◆ **What the exercise asks**
Beginning at the line that contains "The same problem", transcribe every line up to the last one in the material below. Include no other lines.

Source data below:

PR #513, opened 2017-07-01
respawn on ground

### LINKED ISSUE #460: [#458] Server places you above the map when respawning
This issue has been posted to separate the following ticket into smaller issues: #458

Postremus:
This pr attempts to fix the sending order of the position and chunkdata, as well as some other minor stuff.

Currently the problem is, we send chunkdata before the position update on respawn. The client gets confused, and uses `x=8.5 y=? z=8.5` as its coordinates. These coordinates will also be send as first position update from the client. x and z appear to be static, y is somewhere on ground.
After this initial confusion, the server sends the real position of the player. The client accepts these coordinates correctly through a TeleportConfirmMessage.
However, when his first coordinates where above the real spawn location, he will fall to the ground, causing issue #460.

I adjusted the sending order to be (hopefully) vanilla like.

The same problem occurs on inital join in a freshly generated world, but vanilla does not handle this case as well -> no need to change something here.

I adjusted the sending order of the SPAWN_POSITION, TIME and WORLD_BORDER message for both respawn and join.

Logs used to figure this out:
join on paper: https://gist.github.com/Postremus/9ea304d277ec2f1850fded5252c158ef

End of Source data.

◆ **Task response**
The same problem occurs on inital join in a freshly generated world, but vanilla does not handle this case as well -> no need to change something here.

I adjusted the sending order of the SPAWN_POSITION, TIME and WORLD_BORDER message for both respawn and join.

Logs used to figure this out:
join on paper: https://gist.github.com/Postremus/9ea304d277ec2f1850fded5252c158ef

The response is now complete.